Stony Brook, NY — What if changing just one thing would improve communication between doctors and patients, help lawmakers make better decisions, and even improve funding for science? Would we do it?
Alan Alda and Sally Okun are advocates for that one simple change: teaching healthcare to speak in the language of patients.
If you’ve ever been the one in the paper-thin gown listening to a doctor whir through a cacophony of acronyms and complex medical terms, you know the problem. But, it’s even bigger than that moment. I recently got an early sneak peek at an article Tyler Durbin is writing for the next edition of UP:ROOT. In it, he says two things that might shock you:
- Only 12% of U.S. adults have proficient health literacy (U.S. Department of Health and Human Services)
- The average reading level of the 30 million Americans who will be entering the heath care system is 5th grade while most healthcare information and education is presented at a 10th grade reading level (“Are Adequate Steps Being Taken to Address Health Literacy in this Country?” Managed Care Outlook, 23(11), June 1, 2010.)
It’s not just that we don’t share a common colloquial or a way of describing things, it’s that language can be an actual barrier, one that prevents understanding.
Poor communication and poor health literacy were first linked to poor health a decade ago. People who find their doctor’s advice confusing don’t manage their chronic diseases as well and are more likely to wind up hospitalized or, among the elderly, even die prematurely. Better communication can change that. Meet the new advocates fighting for simpler conversations:
The World’s First Patient Lexicon
Sally Okun is a palliative care nurse by training. Early in her career, she was the one who sat at kitchen tables with her patients talking about health and what mattered most to them. When she took the stage at this year’s TEDMED, she had just one question for the assembled healthcare advocates and practitioners:
Does anyone in healthcare want to be understood?
“We have no lack of standardized clinical vocabularies for clinical terms,” she said, “but we have no vocabulary of the words that are used by patients to describe their illness, their experiences and what it means to them every day. We need to change that. Let’s humanize the language of health with the language and lexicon of patients.”
Every day, she said, people tell healthcare practitioners their stories. Those individual experiences get logged into clinical notes, captured as chief complaints, even written in quotes, but there’s no opportunity for shared learning because we have no way to collect and compare these shared stories.
That’s where her new job comes in. Okun is the Vice President for Advocacy, Policy and Patient Safety at PatientsLikeMe. There she’s heading up a first-of-its-kind effort to listen to, retain and quantify the experiences of real patients, through their posts on the site. This curation project maps human language to clinical language. It’s multi-dimensional, contextual and evolving.
Here’s an example of how they’re mapping clinical language to human language:
The medical term for trouble walking is “gait disturbance.” Looking across the entries of hundreds of patients, Okun and team found 36 different human expressions of that challenge, some that referred to it as a primary symptom and others as a side effect.
Behind the hundreds of patients represented in these images is meta data that includes everything from age to when they had their first symptoms.
The stakes are high, Okun said. 70 – 90% of the time a patient’s story will tell us the diagnosis, but that story is not captured for ongoing learning.
Center for Communicating Science
Do you know Alan Alda? Depending on who you are reading this, he’s either known to you as Hawkeye from M*A*S*H., Arthur Shaw in the Tower Heist, or the host of Scientific American Frontiers. That last one – Scientific American Frontiers – was a long-running collaboration between PBS and Scientific American magazine. About a decade ago, Alda was on a shoot in Chile for the show when he was stricken with sharp stomach pains. A local ambulance rushed him to a dimly lit hospital where he was told he needed to have life-saving surgery.
“Some of your intestine has gone bad, and we have to cut out the bad part and sew the two good ends together,” the physician explained.

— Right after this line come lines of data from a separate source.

PR #3852, opened 2021-07-22
Added fcitx5 implementation

alkim0:
Hi. I added an implementation for fcitx5. The current implementation using the ibus wrapper is broken for Korean, so I figured I'd add a native implementation for fcitx5. **NOTE: This only works for fcitx5. fcitx4 and previous versions will not work.**

 Run with:
```
GLFW_IM_MODULE=fcitx5 kitty
```

Unfortunately, I had to touch the core kitty code a little. Let me know if you think any of these changes are problematic. I'll try to make another pull request with whatever suggestions you may have. 

## `glfw`
The `glfw` folder is pretty much what you'd expect. An almost one-for-one copy of `ibus_glfw.[ch]` to `fcitx5_glfw.[ch]`. I've made some changes here and there to try to make a more generalized IME interface (i.e., `_GFLWIMEModule` and `_GLFWIMEData`), but those changes are minor and don't alter any of the glfw API calls.

## `kitty`
Before listing the changes I've made, let me give some background information. For many languages, the typical IME workflow looks like this:
1. Type some characters.
2. The pre-edit text is updated with the typed characters.
3. Press tab/enter to commit.
4. The IME gives us the commit text, which is flushed to the application, and the pre-edit text is cleared.

I think the current implementation was built this model in mind, and it works well for languages that follow that model (e.g., Japanese). Korean doesn't follow this model. In Korean, there is no separate commit stage. Instead, it is expected that as you type (regular non-tab/enter) letters, small groups of letters are committed along the way.

To take a simple example, let us assume that I want to type the word 가지. This word can be divided into the letters 'ㄱ', 'ㅏ', 'ㅈ', 'ㅣ'. After the third letter, the pre-edit text should look like '갖' with nothing committed so far. After the 4th letter, the first two letters ('ㄱ' and 'ㅏ') are committed in the form of '가' and the pre-edit text should show the third and fourth letters in the form of '지'.

The current implementation seems to interact with the IME in a way that expects an explicit tab/enter to flush the commit phase, and it needs some work to handle the cases without it.

### Changes
When `screen_draw` from `screen.c` is called from `parse_input` in the global process loop in `child-monitor.c`, it seems to ignore the overlay text completely. However, as we have shown with the example above, a commit may cause text to be drawn with `screen_draw` while the overlay line is still active. This results in text that looks like `blah<overlay>c`, which is not what we want. Instead:
1. The committed text should go where the overlay text starts.
2. The overlay text should appear after the committed text.

To achieve this, we first deactivate the overlay line (if active) in `screen_draw` in `screen.c` before writing any text. Next, we need a way to signal that the overlay line should be rewritten to the screen. The overlay line text doesn't seem to be stored anywhere, so I created a buffer for it in the `OverlayLine` struct. Then in `do_parse` of `child-monitor.c`, if any input has been read while the overlay line is active, that means we have overwritten the overlay line, so we order another `screen_draw_overlay_text`.

In addition, to ensure the IME is updated of the cursor position after a resize (or some other event which modifies the screen), I added a `update_ime_position` to the end of `render` in `child-monitor.c`.


kovidgoyal:
I'm somewhat confused by this. Some questions:

1) committing is something driven by the IME not the application. If the Korean IME wants to commit at any point it is free to do so, kitty doesnt care about pressing enter or tab or whatever. 
Therefore, I dont quite understand why this is needed at all. What I believe needs to be done is to figure out why fcitx is not committing as you want it to, and adjust the communication accordingly.
If you run kitty --debug input you should get a nice log of the events from the IME and keypresses

2) DBUS interaction is X11 oly. On Wayland kitty uses the text-input protocol. What happens there? As I recall fcitx doesnt yet support wayland

3) There is no need to store the text for overlay line separately, it will already be in OverlayLine->cpu_cells

alkim0:
### 1
This is what happens when I try to run the current implementation with the `GLFW_IM_MODULE=ibus` wrapper.
 
https://user-images.githubusercontent.com/9775404/126601286-e4416119-3a79-41b4-8aa4-201d630d4852.mp4

Here, I am pressing the letters 'ㄱ' and 'ㅏ' over and over again. Despite the IME signalling the commit multiple times, kitty keeps overwriting it, and the cursor position never progresses.

What I expect instead is this:

https://user-images.githubusercontent.com/9775404/126601574-bdc014b3-2988-417c-924d-8d3cdf33e574.mp4

This clip shows the patched implementation (with `GLFW_IM_MODULE=fcitx5`) showing the correct behavior.

I've run kitty with --debug-keyboard, and fcitx is sending the correct commit/pre-edit messages, but upon receiving, them kitty is doing something weird.

I think what may be happening is that on commit, `screen_draw` writes to the cursor position, which is advanced by the length of the overlay text, resulting in text being written after the overlay text like "blah\<overlay\>c". Then, when it receives a pre-edit message, in the first line of `screen_draw_overlay_text`, the overlay line is still active, and `deactivate_overlay_line` is called. This results in the cursor position being reset and the cursor never advances as you can see in the first clip.

The changes in the `kitty` folder are to fix this problem.

Regarding the native fcitx5 implementation. I saw that a few issues in the past had people asking for it, and I figured it would be better having a native implementation than using a wrapper. 

### 2
I've only tested this on X11. I imagine on Wayland, people would continue to use Wayland's text-input protocol. The fcitx IME is not forced. You have to enable it with the environment variable with `GLFW_IM_MODULE=fcitx5` just like you did before with `GLFW_IM_MODULE=ibus`. Also, if dbus doesn't work on wayland, then the fcitx using the ibus wrapper (which uses dbus) would not would not work on wayland either, so I don't think this is a regression.

### 3
Yes, but I couldn't find an interfacing function to dump the contents of the cpu cells on to the screen. It seemed messy to leave logic regarding the IME in `screen.c`, and there were no functions in `screen.h` which took in and wrote cpu cells to the screen. Rather than creating another interfacing function, I figured it would be best to just add the buffer and reuse the existing interface. Unless, I'm missing something? You didn't mean `screen_handle_graphics_command` right?

alkim0:
On a side note, the patched implementation which addresses the problem described in 1 in the previous comment made `GLFW_IM_MODULE=ibus` mostly work, but there's still a weird issue when pressing space. Since I already had a fcitx5 implementation that was working, I didn't really track it down...

kovidgoyal:
I think we should nail down the issue with the ibus interaction first.
Fix that using the wrapper and then we can decide whether a dedicated fcitx5 
module is actually required separately.

So addressing the korean ime issue:

An IME commit is handled in keys.c (line 137)
What a commit does is 

1) send the commit text reported by the IME to the terminal program
(shell, or editor or whatever)
2) cancel the overlay line

and that's all. It does not draw anything. The drawing happens in
screen_draw() which is called when the terminal program sends the text
from (1) above back to kitty. 

I think the issue is caused by the fact that for the Korean IME, the IME
instantly re-sends a pre-edit text event immediately after the commit.
This event thus arrives before the text that was sent to the terminal
program arrives back. As a result screen_draw is called while the new
overlay line is active, causing the issue. 

You basic idea to fix it is correct, but needs some refinement.

1) We absolutely must not call update ime state on every render,
this is a huge overhead.
  - instead you should really only need to call it from inside
    screen_draw and then only if an overlay line is currently active.
  - the function to update ime state already exists in keys.c make it
    non-static and re-use it in screen_draw (you will possibly

2) Dont store a second copy of the text in OverlayLine, instead use
cell_as_unicode to convert the cpu_cells in overlay_line into text.

kovidgoyal:
> On a side note, the patched implementation which addresses the problem described in 1 in the previous comment made `GLFW_IM_MODULE=ibus` mostly work, but there's still a weird issue when pressing space. Since I already had a fcitx5 implementation that was working, I didn't really track it down...

Regressing ibus support is not acceptable, what was the issue?

aca:
Finally I can use kitty and ditch alacritty. Thanks @alkim0.

kovidgoyal:
The ibus + Korean part is taken care of by #4078  If you still feel the need for adding dbus support for fcitx5 open a separate PR for it.

PR #3881, opened 2021-07-29
Fix shell.nix error with stdenv.lib.getLib

egnor:
NOTE - I know very very little about nix. But, when I tried to do `nix shell`, I got an error that `stdenv.lib.getLib` did not exist. It _seems_ like this is the right fix (and it runs without errors!) but please verify.


kovidgoyal:
@Luflosi this is your baby, please check this PR is OK and I will merge.

Luflosi:
Yep, this looks good.
`stdenv.lib` has been a deprecated alias for `lib` for a while now.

Oh, Alda said, “You’re going to do an end-to-end anastomosis.” Turns out, it was the first operation he learned about as a field doctor on the show M*A*S*H. But he knew most people sitting in that same exam room – or watching his show in their living rooms – had no idea what that complex term meant. So, he set out to foster more simple conversations like the one that doctor had with him.
“They’re not going to ask the right questions if science doesn’t explain to them what’s going on in the most honest and objective way,” said Alda. “You can’t blame them for not knowing the jargon — it’s not their job.”

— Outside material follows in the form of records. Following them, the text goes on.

PR #3882, opened 2021-07-29
clarify the text for the "editor" config variable slightly

egnor:
The previous wording about "system-wide" slightly confused a friend of mine who's starting with kitty, so I made the description a bit more precise (to my eyes). See what you think.

### DIFF
--- a/kitty/options/definition.py
+++ b/kitty/options/definition.py
@@ -2417,10 +2417,12 @@ starts in interactive mode and reads its startup rc files.
 
 opt('editor', '.',
     long_text='''
-The console editor to use when editing the kitty config file or similar tasks. A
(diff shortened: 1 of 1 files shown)


kovidgoyal:
While the modified text reads fine, I should note that currently, if neither EDITOR nor VISUAL is set, kitty actually runs your shell to read its env. See get_editor_from_env_vars and read_shell_environment. So you actually need to set editor only if running:

```
your-shell -l -c env
```

also doesnt output EDITOR.

egnor:
Eep, this broke the doc build -- I was just fixing that!

kovidgoyal:
I fixed it.

PR #3883, opened 2021-07-29
Updated description for the "editor" config var

egnor:
Conveys a more accurate understanding of kitty's default behavior, thanks to Kovid's comments.


egnor:
(I have _no idea_ what the ubuntu-latest failure is all about....)

kovidgoyal:
It probably happened because I was in the middle of uploading the
updated binaries with the changed ncurses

Alda is on nothing short of a one-man mission to teach physicians, physicists and scientists of all types to ditch the jargon and get their points across in clear, simple language. He’s the founder and visiting professor of journalism at the Stony Brook University Center for Communicating Science.

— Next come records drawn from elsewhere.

PR #118, opened 2025-11-17
Feature/enc 59 develop a release workflow

tsseppa:
Created pull request for documenting developing phases

### DIFF
--- a/.github/workflows/pylint.yml
+++ b/.github/workflows/pylint.yml
@@ -1,6 +1,7 @@
 name: Pylint
 
 on: 
+  workflow_call:
   push:
     branches:
       - main
--- a/.github/workflows/pytest.yml
+++ b/.github/workflows/pytest.yml
@@ -1,6 +1,7 @@
 name: Unit testing with Pytest
 
 on: 
+  workflow_call:
   push:
     branches:
       - main
--- a/.github/workflows/release.yaml
+++ b/.github/workflows/release.yaml
@@ -8,9 +8,9 @@ on:
 jobs:
 
   lint:
-    uses: ./lint.yaml
+    uses: .github/workflows/lint.yaml
   test:
-    uses: ./test.yaml
+    uses: .github/workflows/test.yaml
   build:
     runs-on: ubuntu-latest
     needs: [lint, test]
--- a/.github/workflows/release.yaml
+++ b/.github/workflows/release.yaml
@@ -1,0 +1,1 @@
+# Generate release workflow file here
--- a/.github/workflows/release.yaml
+++ b/.github/workflows/release.yaml
@@ -14,15 +14,18 @@ jobs:
   build:
     runs-on: ubuntu-latest
     needs: [lint, test]
+    strategy:
+      matrix:
+        python-version: ["3.10"]
     steps:
         - name: Checkout
           uses: actions/checkout@v6
           with:
             fetch-depth: 0
-        - name: Set up Python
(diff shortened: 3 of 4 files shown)


tsseppa:
# Documentation for creating release

Releases are accessed in [GitHub](https://github.com/DIGIfusion/enchanted-surrogates). Only users with write or push access to project can create release. Releases are created from `main` branch.

## Semantic versioning

Workflow uses GitHub actions to create Releases on GitHub. It runs automatically when you push a Git tag that matches the pattern `vX.Y.Z` where `X.Y.Z` is using [Semantic Versioning](https://semver.org/). It matches `major.minor.patch` type of semantic versioning:

1. Major `X` is increased when something backwards incompatible is created
2. Minor `Y` is increased when functionality is added in a backward compatible manner 
3. Patch `Z` is incremented when backward compatible bug fixes are made.

Increasing `X` resets `Y` and `Z`  to zero, and increasing `Y` resets `Z` to zero. Each increment is always one.

**Version should be incremented for each release**

## Triggering release

Currently workflow is triggered in two steps: first `git tag` and `git push` commands in development environment, then the release is created from [Releases subpage](https://github.com/DIGIfusion/enchanted-surrogates/releases/)






### Step 1: Local triggering

This requires user to create tag name `vX.Y.Z` according to semantic versioning described above. Workflow activates `.github/workflows/release.yaml`.


In `release.yaml` file linting and testing is run, then if those succeed package is built, and if build succeeds content of  `dist/*` folder is included in release. 

Local triggering is done in the branch, that is to be released.
Use below commands to trigger first part of release workflow:
```bash
git tag vX.Y.Z
git push origin vX.Y.Z
```

### Step: 2 GitHub release
Check on [Actions](https://github.com/DIGIfusion/enchanted-surrogates/actions) page, that tests, build and artifact creation succeeded.

Go to [Releases](https://github.com/DIGIfusion/enchanted-surrogates/releases) page to create a new release:

1. Click Draft a new release. 
2. Select the tag `vX.Y.Z` which was used for local triggering
3. Click Generate release notes and use it as a base
4. Modify release notes if necessary and publish

tsseppa:
# Documentation for testing the workflow

I am not sure if creating release should be internal information or something to be included in the website. I wrote above documentation in md that can be used in the website if wished. I will probably add above to `/docs/releases.md`

## Reasoning for architecture

Currently the developer secret `GITHUB_TOKEN` has not permissions required for creating a release , so this process cannot be automized fully. There could be other ways as well, which can be investigated if needed.

## How to test?

Delete first the current release from [Releases](https://github.com/DIGIfusion/enchanted-surrogates/releases) page. Then, enter to the git branch `feature/enc-59-develop-a-release-workflow`

Check if there are local tags with 
```bash
git tag
```
Delete local tags with 
```bash
git tag -d [tag name]
```
Delete remote tag (the one used for release just deleted)
```bash
git push origin --delete [tag name]
```

**Then, use the instructions given above to create the release**


## What could be implemented in the future?

1. More automatic release with more permissions given in `GITHUB_TOKEN`
2. Add PyPI intergation so instead of downloading .zip or cloning the repo, user can just run 
```bash
pip install enchanted-surrogates
```

dafughes (approved):
Nice work and good documentation!

Husseinhamsa (commented):
Näyttää oikealta

awlishar (approved):
Tested and works 👍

The core of his curriculum is improvisational role playing designed to help doctors and scientists explain complicated concepts incredibly simply. The school also sponsors the Flame Challenge, an annual event that asks students to submit their most perplexing questions and then challenges scientists to answer them in a way those children could understand and repeat. Last year’s question was What Is Time? The winners really did make in simple.